With the first line as the start and the line containing "--- a/src/gpuarray_blas_cuda_cublas.c" as the end, write out every line of the records exactly.

[Stored dataset items]
☆ ☆ ☆
PR #144, opened 2016-03-30
Native f16

abergeron:
This is the base to eventually have transparent support for storage-only or full float16.

### DIFF
--- a/src/gpuarray/buffer.h
+++ b/src/gpuarray/buffer.h
@@ -568,6 +568,12 @@ typedef struct _gpuarray_buffer_ops {
  */
 #define GA_CTX_PROP_FREE_GMEM 10
 
+/**
+ * Get the status of native float16 support on the device.
+ *
+ * Type: `int`
+ */
+#define GA_CTX_PROP_NATIVE_FLOAT16   11
 
 /* Start at 512 for GA_BUFFER_PROP_ */
 /**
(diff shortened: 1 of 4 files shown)


nouiz:
```
$ make test
Running tests...
    Start 1: test_types
1/5 Test #1: test_types .......................   Passed    0.03 sec
    Start 2: test_util
2/5 Test #2: test_util ........................   Passed    0.02 sec
    Start 3: test_array
3/5 Test #3: test_array .......................***Failed    0.07 sec
    Start 4: test_error
4/5 Test #4: test_error .......................   Passed    0.02 sec
    Start 5: test_buffer
5/5 Test #5: test_buffer ......................   Passed    2.53 sec

80% tests passed, 1 tests failed out of 5

Total Test time (real) =   2.68 sec

The following tests FAILED:
          3 - test_array (Failed)
Errors while running CTest
```

This also fail with current master, so I merge now.

danielhauagge:
I was having issues with the same test and solved it by setting the env variable GPUARRAY_TEST_DEVICE to cuda. I couldn't find this documented anywhere and it only occurs in check_array.c.

nouiz:
Thanks.

We can set that variable or DEVICE. The problem was that when I use
DEVICE=cuda, the tests picked the first GPU. If it isn't available, it
fail. If I specify which GPU to use with DEVICE=cudaN, then it works.

PR #149, opened 2016-04-12
Batch blas ops

abergeron:
This implements very specialized kernels for gemvBatch and gerBatch (within a generic interface) to support the blocksparse op from Theano.

We plan to update the implementation later to support the full interface.

### DIFF
--- a/src/gpuarray_blas_cuda_cublas.c
+++ b/src/gpuarray_blas_cuda_cublas.c
@@ -34,9 +34,9 @@ typedef struct _blas_handle {
 
 static const char *code_sgemvBH_N_a1_b1_small =                         \
   "__global__ void _sgemv(const float *A[], size_t lda, "               \
-  "                       const float *x[], size_t incX, "              \
+  "                       const float *x[], size_t incx, "              \
   "                       float *y[], size_t incy, "                    \
-  "                       ga_size b, ga_size m, ga_size n) {"           \
+  "                       size_t b, size_t m, size_t n) {"              \
   "  for (size_t p = blockIdx.y * blockDim.y + threadIdx.y; p < b;"     \
   "       p += gridDim.y * blockDim.y) {"                               \
   "    for (size_t i = blockIdx.x * blockDim.x + threadIdx.x; i < m;"   \
@@ -57,9 +57,9 @@ static const char *code_sgemvBH_N_a1_b1_small =                         \
 
 static const char *code_sgemvBH_T_a1_b1_small =                 \
   "__global__ void _sgemv(const float *A[], size_t lda, "       \
-  "                       const float *x[], size_t incX, "      \
+  "                       const float *x[], size_t incx, "      \
   "                       float *y[], size_t incy, "            \
-  "                       ga_size b, ga_size m, ga_size n) {"   \
+  "                       size_t b, size_t m, size) n) {"       \
   "  size_t i = blockIdx.x * blockDim.x + threadIdx.x;"         \
   "  size_t p = blockIdx.y * blockDim.y + threadIdx.y;"         \
   "  if (i >= m || p >= b) return;"                             \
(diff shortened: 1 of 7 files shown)


src/gpuarray_blas_cuda_cublas.c
```diff
@@ -528,6 +763,269 @@ static int dgemv(cb_order order, cb_transpose transA, size_t M, size_t N,
...
+                      size_t batchCount, int flags) {
+  return GA_DEVSUP_ERROR;
+}
+
+static int sgemvBatch(cb_order order, cb_transpose transA,
+                      size_t M, size_t N, float alpha,
+                      gpudata **A, size_t *offA, size_t lda,
+                      gpudata **x, size_t *offX, size_t incX,
+                      float beta, gpudata **y, size_t *offY, size_t incY,
+                      size_t batchCount, int flags) {
```
nouiz: Why sgemvBatch have a flag attribute that isn't used which sgemmBatch don't have one? What possible futur utility do you see? Idem for all new ?gemvBatch and ?gerBatch method

src/gpuarray_blas_cuda_cublas.c
```diff
@@ -528,6 +763,269 @@ static int dgemv(cb_order order, cb_transpose transA, size_t M, size_t N,
...
+  if (err != GA_NO_ERROR) {
+    cuda_exit(ctx);
+    return err;
+  }
+
+
+  for (i = 0; i < batchCount; i++) {
+    cuda_record(A[i], CUDA_WAIT_READ);
+    cuda_record(x[i], CUDA_WAIT_READ);
+    cuda_record(y[i], CUDA_WAIT_READ|CUDA_WAIT_WRITE);
```
nouiz: Out of curiosity, doing all those event, could this slow down computation? I won't delay this PR for that. Just wanted to know.

src/gpuarray_buffer_cuda.c
```diff
@@ -42,7 +42,7 @@ void *cuda_make_ctx(CUcontext ctx, int flags) {
   cuda_context *res;
   void *p;
 
-  res = malloc(sizeof(*res));
+  res = calloc(1, sizeof(*res));
```
nouiz: why this change? It should be fine.

src/gpuarray_blas_cuda_cublas.c
abergeron: When I did sgemmBatch it was a mirror to the one in cublas.

But for sgemvBatch, it doesn't act the same since I use atomics and don't cover all cases.  My idea was to leave that in the interface for now so that we can later introduce different values for the flags that would modify the behavior.  This would avoid breaking the interface again in the future.

src/gpuarray_blas_cuda_cublas.c
abergeron: It does take a bit of time to do this, but I have to to keep track of which buffer is used where for the memory allocator and the (future) concurrent kernel feature.

src/gpuarray_buffer_cuda.c
abergeron: This gets rid of undefined memory usage in the cache for kernels with regards to the bin_id.  Since it might not be written to completely, this makes sure that the unwritten parts are zeroed.

abergeron:
Rebase done.

abergeron:
Rebase done.

nouiz:
After fixing the installation problem, I get this batch of error:

ERROR: pygpu.tests.test_blas.test_ger(4, 5, 'float32', 'f', 1, 1, False, True)
  File "/Tmp/lisa/os_v5/anaconda/lib/python2.7/site-packages/nose/case.py", line 197, in runTest
    self.test(*self.arg)
  File "/u/bastienf/.local/lib64/python2.7/site-packages/pygpu-0.2.1-py2.7-linux-x86_64.egg/pygpu/tests/test_blas.py", line 155, in ger
    gr = gblas.ger(1.0, gX, gY, gA, overwrite_a=overwrite)
  File "pygpu/blas.pyx", line 127, in pygpu.blas.ger (pygpu/blas.c:2907)
  File "pygpu/blas.pyx", line 44, in pygpu.blas.pygpu_blas_rger (pygpu/blas.c:1655)
GpuArrayException: ('Device does not support operation', 8)

ERROR: pygpu.tests.test_blas.test_ger(4, 5, 'float32', 'f', 1, 1, False, False)
  File "/Tmp/lisa/os_v5/anaconda/lib/python2.7/site-packages/nose/case.py", line 197, in runTest
    self.test(*self.arg)
  File "/u/bastienf/.local/lib64/python2.7/site-packages/pygpu-0.2.1-py2.7-linux-x86_64.egg/pygpu/tests/test_blas.py", line 155, in ger
    gr = gblas.ger(1.0, gX, gY, gA, overwrite_a=overwrite)
  File "pygpu/blas.pyx", line 127, in pygpu.blas.ger (pygpu/blas.c:2907)
  File "pygpu/blas.pyx", line 44, in pygpu.blas.pygpu_blas_rger (pygpu/blas.c:1655)
GpuArrayException: ('Device does not support operation', 8)

nouiz:
https://github.com/abergeron/libgpuarray/pull/2

abergeron:
With your diff, I don't get any errors on the tests for blas.  Are you passing DEVICE=cuda0 to the tests?

nouiz:
I recompiled everything from scratch with an clean environment and now it work. So merging.

PR #151, opened 2016-04-15
Context manager for cuda contexts

abergeron:
This enables us to use other cuda-specific libraries by setting a context on the cuda context stack for some time.  This is enough to work with pycuda.


nouiz:
Seem good, but this need at least a test.

abergeron:
I don't really see how to test it.

nouiz:
Make an op that use it with pycuda? That is the goal I think. The computation inside could be trivial, just to make sure the mechanism work.

If too long, just an op with a perform that call it to make sure it don't crash would be better then nothing.

abergeron:
Sure we can do that in Theano, but this PR is for libgpuarray.  In fact that was the plan for the fft ops.

But this PR is groundwork in libgpuarray for that.  So I can't make a test in here.

nouiz:
Right. If you prefer to merge now with only a code review and nothing else, we can do it and let the Theano PR also test this one. Otherwise, we can wait for that PR to be advanced enough to test it a little before mergning.

If you prefer to merge now, you can do it.

abergeron:
I did test manually and it works to initialize a pycuda context, so I'll merge it for now to facilitate use.

PR #154, opened 2016-04-18
Add properties to expose the individual limits on each of the dimensions for grid/block sizes

abergeron:


src/gpuarray_buffer_cuda.c
```diff
@@ -1895,6 +1895,102 @@ static int cuda_property(void *c, gpudata *buf, gpukernel *k, int prop_id,
...
+    if (ctx->err != CUDA_SUCCESS) {
+      cuda_exit(ctx);
+      return GA_IMPL_ERROR;
+    }
+    ctx->err = cuDeviceGetAttribute(&i, CU_DEVICE_ATTRIBUTE_MAX_BLOCK_DIM_Z, id);
+    if (ctx->err != CUDA_SUCCESS) {
+      cuda_exit(ctx);
+      return GA_IMPL_ERROR;
+    }
+    cuda_exit(ctx);
```
nouiz: Just a comment. cuda_exit(ctx) could be before the if to make the code more compact It would be equivalent. No need to change it.

src/gpuarray_buffer_opencl.c
```diff
@@ -1293,6 +1293,87 @@ static int cl_property(void *c, gpudata *buf, gpukernel *k, int prop_id,
...
+  case GA_CTX_PROP_MAXLSIZE1:
+    ctx->err = clGetContextInfo(ctx->ctx, CL_CONTEXT_DEVICES, sizeof(id),
+                                &id, NULL);
+    if (ctx->err != CL_SUCCESS)
+      return GA_IMPL_ERROR;
+    ctx->err = clGetDeviceInfo(id, CL_DEVICE_MAX_WORK_ITEM_SIZES, 0, NULL,
+                               &sz);
+    if (ctx->err != CL_SUCCESS)
+      return GA_IMPL_ERROR;
+    psz = malloc(sz);
```
nouiz: You can use alloca more frequently to lower the number of call to malloc/free.

Also, you seem to duplicate the code pretty heavily here. Maybe next time, refactor it with a service function.

PR #157, opened 2016-04-22
Fix Memory leak

nouiz:
fix https://github.com/Theano/Theano/issues/4318

### DIFF
--- a/doc/installation.rst
+++ b/doc/installation.rst
@@ -80,6 +80,7 @@ computer, you can install them in your home directory like this:
 ::
 
   cd <dir>
+  rm -rf build Build
   mkdir Build
   cd Build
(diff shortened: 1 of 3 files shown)


doc/installation.rst
```diff
@@ -80,11 +80,13 @@ computer, you can install them in your home directory like this:
 ::
 
   cd <dir>
+  rm -rf build Build
```
abergeron: This is not a mandatory step.

abergeron:
I'm not sure about the change in install instructions, but the fix for the leak is ok.

doc/installation.rst
nouiz: Without this, if we compiled it in the past, it can generate corrupted stuff. We get hit ourself by this and this is was reported by user.

abergeron: I never had a problem reusing the Build directory, but I did have some problems with build.  So ok, I'll merge it like this.

PR #158, opened 2016-04-22
Change the interface of GpuArray_fromdata

nouiz:
I checked we don't use *fromdata in Theano and I think I updated all use of it in libgpuarray.

Should I update one of the version?

### DIFF
--- a/pygpu/tools.py
+++ b/pygpu/tools.py
@@ -127,6 +127,7 @@ def check_args(args, collapse=False, broadcast=False):
     if dims is None:
         raise TypeError("No arrays in kernel arguments, "
                         "something is wrong")
+    tdims = dims
 
     if broadcast or collapse:
         # make the strides and dims editable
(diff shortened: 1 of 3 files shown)


pygpu/tools.py
```diff
@@ -127,15 +127,16 @@ def check_args(args, collapse=False, broadcast=False):
...
 
     if broadcast or collapse:
         # make the strides and dims editable
         dims = list(dims)
         strs = [list(str) if str is not None else str for str in strs]
 
     if broadcast:
+        # Set strides to 0s when needed.
         # Get the full shape in dims (no ones unless all arrays have it).
+        tdims = dims
```
abergeron: This change is bad because now tdims will sometimes not be defined and also not be a tuple.

abergeron:
I'm om with the first commit, but not the second one.

pygpu/tools.py
nouiz: tdims is only used in this if. So it will always be defined in the part needed. I'll move it back to have it stay a tuple.

nouiz:
I did the fix.

PR #159, opened 2016-04-22
Work around the 32-bit signed /  64-bit unsigned bug in CUDA.

abergeron:
This has now resurged because of the call32 option.

### DIFF
--- a/tests/check_elemwise.c
+++ b/tests/check_elemwise.c
@@ -327,6 +327,76 @@ START_TEST(test_basic_collapse)
 }
 END_TEST
 
+START_TEST(test_basic_neg_strides)
+{
+  GpuArray a;
+  GpuArray b;
+  GpuArray c;
+
+  GpuElemwise *ge;
+
+  static const uint32_t data1[6] = {1, 2, 3, 4, 5, 6};
+  static const uint32_t data2[6] = {7, 8, 9, 10, 11, 12};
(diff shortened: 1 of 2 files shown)


abergeron:
I've added a test for that case.

tests/check_elemwise.c
```diff
@@ -327,6 +327,76 @@ START_TEST(test_basic_collapse)
...
+
+  ga_assert_ok(GpuArray_empty(&a, ops, ctx, GA_UINT, 1, dims, GA_C_ORDER));
+  ga_assert_ok(GpuArray_write(&a, data1, sizeof(data1)));
+
+  ga_assert_ok(GpuArray_empty(&b, ops, ctx, GA_UINT, 1, dims, GA_C_ORDER));
+  ga_assert_ok(GpuArray_write(&b, data2, sizeof(data2)));
+
+  starts[0] = 5;
+  stops[0] = -1;
+  steps[0] = -1;
```
nouiz: In Python, using [5:-1:-1] will return an view of 0 elements. Why this isn't the python slice operator? What it is?

abergeron: This does not use the python convention because it's not python ...

Specifically it does not do negative indexing like python so this actually selects 6 elements.

The pygpu wrapper does the proper translation so that you get the usual python semantics

PR #165, opened 2016-05-09
Align allocations to 64 bytes instead of 16.

abergeron:
Apparently that is what cuMemAlloc does and I read the docs wrong.


nouiz:
cnmem use 512, so 64 shouldn't be a problem!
☆ ☆ ☆
Result>
PR #144, opened 2016-03-30
Native f16

abergeron:
This is the base to eventually have transparent support for storage-only or full float16.

### DIFF
--- a/src/gpuarray/buffer.h
+++ b/src/gpuarray/buffer.h
@@ -568,6 +568,12 @@ typedef struct _gpuarray_buffer_ops {
  */
 #define GA_CTX_PROP_FREE_GMEM 10
 
+/**
+ * Get the status of native float16 support on the device.
+ *
+ * Type: `int`
+ */
+#define GA_CTX_PROP_NATIVE_FLOAT16   11
 
 /* Start at 512 for GA_BUFFER_PROP_ */
 /**
(diff shortened: 1 of 4 files shown)


nouiz:
```
$ make test
Running tests...
    Start 1: test_types
1/5 Test #1: test_types .......................   Passed    0.03 sec
    Start 2: test_util
2/5 Test #2: test_util ........................   Passed    0.02 sec
    Start 3: test_array
3/5 Test #3: test_array .......................***Failed    0.07 sec
    Start 4: test_error
4/5 Test #4: test_error .......................   Passed    0.02 sec
    Start 5: test_buffer
5/5 Test #5: test_buffer ......................   Passed    2.53 sec

80% tests passed, 1 tests failed out of 5

Total Test time (real) =   2.68 sec

The following tests FAILED:
          3 - test_array (Failed)
Errors while running CTest
```

This also fail with current master, so I merge now.

danielhauagge:
I was having issues with the same test and solved it by setting the env variable GPUARRAY_TEST_DEVICE to cuda. I couldn't find this documented anywhere and it only occurs in check_array.c.

nouiz:
Thanks.

We can set that variable or DEVICE. The problem was that when I use
DEVICE=cuda, the tests picked the first GPU. If it isn't available, it
fail. If I specify which GPU to use with DEVICE=cudaN, then it works.

PR #149, opened 2016-04-12
Batch blas ops

abergeron:
This implements very specialized kernels for gemvBatch and gerBatch (within a generic interface) to support the blocksparse op from Theano.

We plan to update the implementation later to support the full interface.

### DIFF
--- a/src/gpuarray_blas_cuda_cublas.c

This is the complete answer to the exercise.